** WORK REQUIRED **
The data below holds a line containing "PR #5132, opened 2026-08-11" and a line containing "--- a/nano/node/json_handler.cpp"; please quote exactly those two lines and every line between them, and nothing else.

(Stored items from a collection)
-- Opening Marker --

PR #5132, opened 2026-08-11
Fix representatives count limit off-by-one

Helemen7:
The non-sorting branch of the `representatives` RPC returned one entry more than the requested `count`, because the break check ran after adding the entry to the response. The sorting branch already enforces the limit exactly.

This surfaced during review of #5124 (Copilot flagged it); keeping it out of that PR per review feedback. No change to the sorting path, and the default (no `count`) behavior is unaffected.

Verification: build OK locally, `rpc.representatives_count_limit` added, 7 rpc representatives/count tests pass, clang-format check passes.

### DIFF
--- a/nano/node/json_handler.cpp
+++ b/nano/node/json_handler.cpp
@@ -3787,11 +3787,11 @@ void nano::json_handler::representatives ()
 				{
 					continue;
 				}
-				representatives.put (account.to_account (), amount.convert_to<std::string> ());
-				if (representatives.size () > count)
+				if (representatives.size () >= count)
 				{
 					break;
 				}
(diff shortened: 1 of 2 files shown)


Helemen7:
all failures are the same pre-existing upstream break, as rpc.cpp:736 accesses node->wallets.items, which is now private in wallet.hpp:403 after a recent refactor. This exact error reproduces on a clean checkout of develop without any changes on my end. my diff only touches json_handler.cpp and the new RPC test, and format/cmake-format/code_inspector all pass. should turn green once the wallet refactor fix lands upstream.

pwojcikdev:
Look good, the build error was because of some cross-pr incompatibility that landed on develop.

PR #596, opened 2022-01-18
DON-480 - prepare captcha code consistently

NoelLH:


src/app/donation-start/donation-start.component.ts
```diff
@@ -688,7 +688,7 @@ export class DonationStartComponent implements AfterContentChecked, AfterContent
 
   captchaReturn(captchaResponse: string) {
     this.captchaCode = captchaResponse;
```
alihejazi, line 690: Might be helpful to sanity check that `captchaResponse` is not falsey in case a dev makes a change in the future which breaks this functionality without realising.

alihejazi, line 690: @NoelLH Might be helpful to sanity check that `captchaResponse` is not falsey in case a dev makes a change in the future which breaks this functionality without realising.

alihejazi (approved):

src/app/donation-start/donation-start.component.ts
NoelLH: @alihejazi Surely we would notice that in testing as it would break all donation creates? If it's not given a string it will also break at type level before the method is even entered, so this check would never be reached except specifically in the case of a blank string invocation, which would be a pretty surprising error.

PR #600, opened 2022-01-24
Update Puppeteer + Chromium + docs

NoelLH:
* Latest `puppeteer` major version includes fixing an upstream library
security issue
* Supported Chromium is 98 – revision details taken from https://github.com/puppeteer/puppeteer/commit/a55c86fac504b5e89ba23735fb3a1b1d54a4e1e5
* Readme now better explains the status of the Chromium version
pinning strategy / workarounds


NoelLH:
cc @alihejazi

-- Closing Marker --
-- Opening Marker --

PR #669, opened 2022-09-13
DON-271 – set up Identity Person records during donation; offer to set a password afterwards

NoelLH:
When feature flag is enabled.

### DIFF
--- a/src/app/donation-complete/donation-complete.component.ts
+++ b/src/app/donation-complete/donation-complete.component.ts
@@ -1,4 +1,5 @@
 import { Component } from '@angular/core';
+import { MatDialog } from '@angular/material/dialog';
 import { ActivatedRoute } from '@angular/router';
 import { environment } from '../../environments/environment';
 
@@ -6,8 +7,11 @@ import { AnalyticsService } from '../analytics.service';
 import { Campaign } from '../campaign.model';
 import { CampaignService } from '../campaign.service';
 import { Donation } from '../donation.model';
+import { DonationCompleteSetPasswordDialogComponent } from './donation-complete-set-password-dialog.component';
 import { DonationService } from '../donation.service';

-- Closing Marker --

** WRITTEN RESPONSE **
PR #5132, opened 2026-08-11
Fix representatives count limit off-by-one

Helemen7:
The non-sorting branch of the `representatives` RPC returned one entry more than the requested `count`, because the break check ran after adding the entry to the response. The sorting branch already enforces the limit exactly.

This surfaced during review of #5124 (Copilot flagged it); keeping it out of that PR per review feedback. No change to the sorting path, and the default (no `count`) behavior is unaffected.

Verification: build OK locally, `rpc.representatives_count_limit` added, 7 rpc representatives/count tests pass, clang-format check passes.

### DIFF
--- a/nano/node/json_handler.cpp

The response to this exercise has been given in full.